JUEGO DE OJOS: La última misión
Han pasado 55 años y es historia perdida en nuestra apabullada memoria
colectiva, pero como los periodistas hacemos voto de la palabra, es decir, del
recuerdo, rememoro como cada año el episodio del 25 de enero de 1970 en el que
quince reporteros y fotógrafos murieron en un accidente aéreo en las cercanías de
Poza Rica.
Los cuatro integrantes de la tripulación de la nave, un "Convair 240", y un
funcionario del Instituto de Estudios Políticos y Sociales del Partido Revolucionario
Institucional, también pererecieron.
Era la campaña presidencial de Luis Echeverría, entonces vigoroso heraldo
del “arriba y adelante”. En aquel tiempo los peligros de nuestra profesión eran las
condiciones de trabajo, el acoso de soberbios y poderosos políticos y jefes de
prensa y las dictaduras tribales de “empresarios periodísticos” de quienes no se
conocía texto escrito ni en tarjeta postal.
De aquel grupo de informadores varios eran conocidos y algunos amigos.

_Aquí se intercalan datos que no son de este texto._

PR #1243, opened 2015-08-28
Add German locale to the network module

Tooa:
This pull request adds German locale to the network module. Best Uli


josdejong:
Thanks Uli!

PR #2606, opened 2017-01-19
maximum width constraints must be violated by long words

### LINKED ISSUE #2604: [Network] - Setting widthConstraint.maximum to node causes error
**version: 4.18.0**
When trying to add the widthConstraint maximum attribute I receive an error in the console:
"Uncaught TypeError: Cannot read property 'width' of undefined"

Works fine with widthConstraint.minimum.
 ```
   var nodes = new vis.DataSet([
        {id: 1, label: 'Node 1', shape:'circle', widthConstraint : { maximum : 30}}
    ]);
```

eymiha:
fixes #2604 

When a word in a label is longer than the effective maximum width, the constraint must be violated to avoid an infinite loop in composition.

The network/other/widthheight example has been updated to assure working constraints. A test has been added to force the edge case handling.

### DIFF
--- a/examples/network/_tests/maximumWidthEdgeCase.html
+++ b/examples/network/_tests/maximumWidthEdgeCase.html
@@ -1,0 +1,82 @@
+<!doctype html>
+<html>
+<head>
+  <title>Maximum Width Edge Case Test</title>
+
+  <script type="text/javascript" src="../../../dist/vis.js"></script>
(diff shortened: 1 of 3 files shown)


eymiha:
I was just thinking that it might be nice to have a set of "test documents" that we can use, but aren't bundled in the release. They may help contributors diagnose problems moving forward. If not, you can just get rid of the doc and directory.

mojoaxel:
changes moved to #2650

PR #2615, opened 2017-01-23
fix #2613 with if statement, and null for pointer value rather than r…

### LINKED ISSUE #2613: Network - Navigation Zoom is broken (4.18)
After #2377 commit to 4.18 Zoom events for Navigation at Network module are broken. Example of it is active at official example page - http://visjs.org/examples/network/other/navigation.html

`Uncaught ReferenceError: pointer is not defined` - when trying to zoom in or zoom out with help of bottom buttons.

CapitanMorgan:
with if statement, and passing null for pointer value rather than referencing it when undefined

### DIFF
--- a/lib/network/modules/components/NavigationHandler.js
+++ b/lib/network/modules/components/NavigationHandler.js
@@ -160,7 +160,12 @@ class NavigationHandler {
 
     this.body.view.scale = scale;
     this.body.view.translation = { x: tx, y: ty };
-    this.body.emitter.emit('zoom', { direction: '+', scale: this.body.view.scale, pointer: pointer });
+    if (typeof(pointer) != 'undefined') {
+      this.body.emitter.emit('zoom', { direction: '+', scale: this.body.view.scale, pointer: pointer });
+    } else {
+      this.body.emitter.emit('zoom', { direction: '+', scale: this.body.view.scale, pointer: null });
+    }
+
   }
   _zoomOut()  {
     var scaleOld = this.body.view.scale;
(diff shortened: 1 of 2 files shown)


lib/network/modules/components/NavigationHandler.js
```diff
@@ -160,7 +160,12 @@ class NavigationHandler {
 
     this.body.view.scale = scale;
     this.body.view.translation = { x: tx, y: ty };
-    this.body.emitter.emit('zoom', { direction: '+', scale: this.body.view.scale, pointer: pointer });
+    if (typeof(pointer) != 'undefined') {
```
Tooa: Why do we need this conditional expression here? There is no `pointer` in the scope, so this expression always evaluates to `false`, right?

lib/network/modules/components/NavigationHandler.js
```diff
@@ -172,7 +177,11 @@ class NavigationHandler {
 
     this.body.view.scale = scale;
     this.body.view.translation = { x: tx, y: ty };
-    this.body.emitter.emit('zoom', { direction: '-', scale: this.body.view.scale, pointer: pointer });
+    if (typeof(pointer) != 'undefined') {
```
Tooa: Same as above.

CapitanMorgan:
Ill remove the if, i just through it together hastily and thought the previous person who added this pointer reference, actually had a scenario were it might not be null. Ill just pass null, not sure what portion of doc needs updating.

PR #2620, opened 2017-01-23
Fix typo

ypid:

PR #2618, opened 2017-01-23
[Docs] Spelling correction

jakeboone02:
Corrected DatSet to DataSet

PR #2623, opened 2017-01-23
Develop update PR contributing

ypid:
Related to: #2618
Related to: #2620 

@yotamberk PS: Note that the way you merged https://github.com/almende/vis/pull/2622 destroyed my GnuPG signature I made over this commit and thus implicitly signing the whole git history of this project. Ref: https://github.com/almende/vis/commit/39bcadda3d2b63c9a3d46bc03a5da211e0245de0


yotamberk:
What got destroyed?

ypid:
This was my original commit https://github.com/almende/vis/pull/2622/commits/0014d909e65dfc482fcafcf1b3f9334749712d36 which has been recommitted as https://github.com/almende/vis/commit/39bcadda3d2b63c9a3d46bc03a5da211e0245de0. Note that GitHub shows a "Verified" badge for the first, while for the later it does not. Refer to https://help.github.com/articles/signing-commits-using-gpg/

mojoaxel:
I'll check it out.

mojoaxel:
> This was my original commit 0014d90 which has been recommitted as 39bcadd. Note that GitHub shows a "Verified" badge for the first, while for the later it does not.

@ypid It looks like a problem of githubs "squash" functionality that we use by default. I think in this case we could have single-merged your commit, but this is not our usual process. Sorry but it looks like we could not make use of signed commits at this time. If you see a way of doing that in the future please let us know!

mojoaxel:
@ypid This PR is going to have the same problem. We have two commits, b5037aca45aa8072173daf616492bbc657d98f1f and the branch-update merge commit dbc246ca73d932eb9d3155b7352e3a846f73d9d8. We don't want those two commits to show up in your history, therefore we "squash" them. This will again ruin your signature. As I sad: If you have an idea how to prevent this let us know!

ypid:
Thanks for taking the time to check this. I guess there are two options. Either normal merge commits or fast forward merge. The later would require me to rebase onto the latest develop commit so that a ff merge is possible. The first variant would be the more common and preferred way. Anyway, if you want you can just merge the usual way. Keep up the good work!

Issue #2494, opened 2016-12-22
Directed Hierarchy not layed out correctly 


RyanAldridge:
Hi,

When representing a fairly simple org chart as a hierarchy, nodes are laid out nicely in hubsize sort method but as soon as I switch to a directed sort method the lowest nodes in the branch suddenly don't appear under their parent node and edges criss-cross all over the place.

I'm using the following layout options and just changing the sortmethod:

layout: {
            randomSeed: undefined,
            improvedLayout:true,
            hierarchical: {
                enabled:true,
                levelSeparation: 150,
                nodeSpacing: 100,
                treeSpacing: 200,
                blockShifting: true,
                edgeMinimization: true,
                parentCentralization: true,
                direction: 'DU',        // UD, DU, LR, RL
                sortMethod: 'directed'   // hubsize, directed
            }
        },

Hubsize
![hubsize](https://cloud.githubusercontent.com/assets/24721755/21436674/0460c004-c880-11e6-92d7-395b65779aa9.png)

Directed
![directed](https://cloud.githubusercontent.com/assets/24721755/21436673/0460aac4-c880-11e6-85f7-c32f31d4d61c.png)

Any advice is appreciated.

LLTommy:
From my experience, just to change the sort method is often not enough. Also try to play with other parameters (e.g. mass of node and edges) to get better results. Unfortunately, there is not one set of options that works for all cases, so I ended up with a brute force 'try and error' approach. 

Maybe you kind find additional hints by studying old issues, e.g.: https://github.com/almende/vis/issues/1453

JoshDreamland:
Same problem, here. I get criss-crossing when one tree takes up too much horizontal space (it forces the same row of another tree into the next tree).

I've pastebinned an example, [here](http://pastebin.com/yxnvJPNY). It's fairly simple, and renders almost perfectly, with the exception of the right two trees crossing one another. Reference render [here](http://i.imgur.com/W7NPndP.png).

As with the above example, using the default "hubsize" sorting works fine. I would be able to work around this if initial x-coordinates were taken into consideration when performing the layout.

It's possible that the root of the problem is that the algorithm is incorrectly identifying independent (non-connected) networks, as setting a tree separation in the thousands does not solve this issue—it simply moves the left tree further away from the right two trees, which remain tangled.

I may take a look into what is actually going on over the weekend.

RyanAldridge:
[...]

PR #2625, opened 2017-01-23
Network: Fix tree collision in hierarchical layout

JoshDreamland:
Using the 'directed' sort method, the layout engine seemed to ignore treeSpacing (or only apply it to the first tree). This would also lead to trees colliding with one another, and having their nodes tangled in space. This complaint surfaced in a couple bugs, including #2494. This should be a step toward fixing that. For whatever reason, this code never runs when using the "hubsize" sort method.

### DIFF
--- a/lib/network/modules/LayoutEngine.js
+++ b/lib/network/modules/LayoutEngine.js
@@ -381,9 +381,11 @@ class LayoutEngine {
     // the main method to shift the trees
     let shiftTrees = () => {
       let treeSizes = getTreeSizes();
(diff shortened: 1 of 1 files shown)


joe-dirte:
Any idea when this will be merged to master?

yotamberk:
in a few weeks when i can find time to do it.
I am currently working alone maintaining the project and have my own job and projects.

joe-dirte:
Thanks Yotam , Wasn't trying to sound pushy was just curious.  Thanks for the great product!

Mi antigüedad en el oficio era de menos de dos años, pero ya ansiaba integrarme
a las filas de los “enviados especiales”. Aún me causa escozor el recuerdo de la
mirada de conmiseración con la que Paulino Velázquez, mi jefe en El Día,
respondió a la impertinente sugerencia de que el “Vocero del pueblo mexicano”
incorporara sangre fresca a la cobertura de la campaña presidencial.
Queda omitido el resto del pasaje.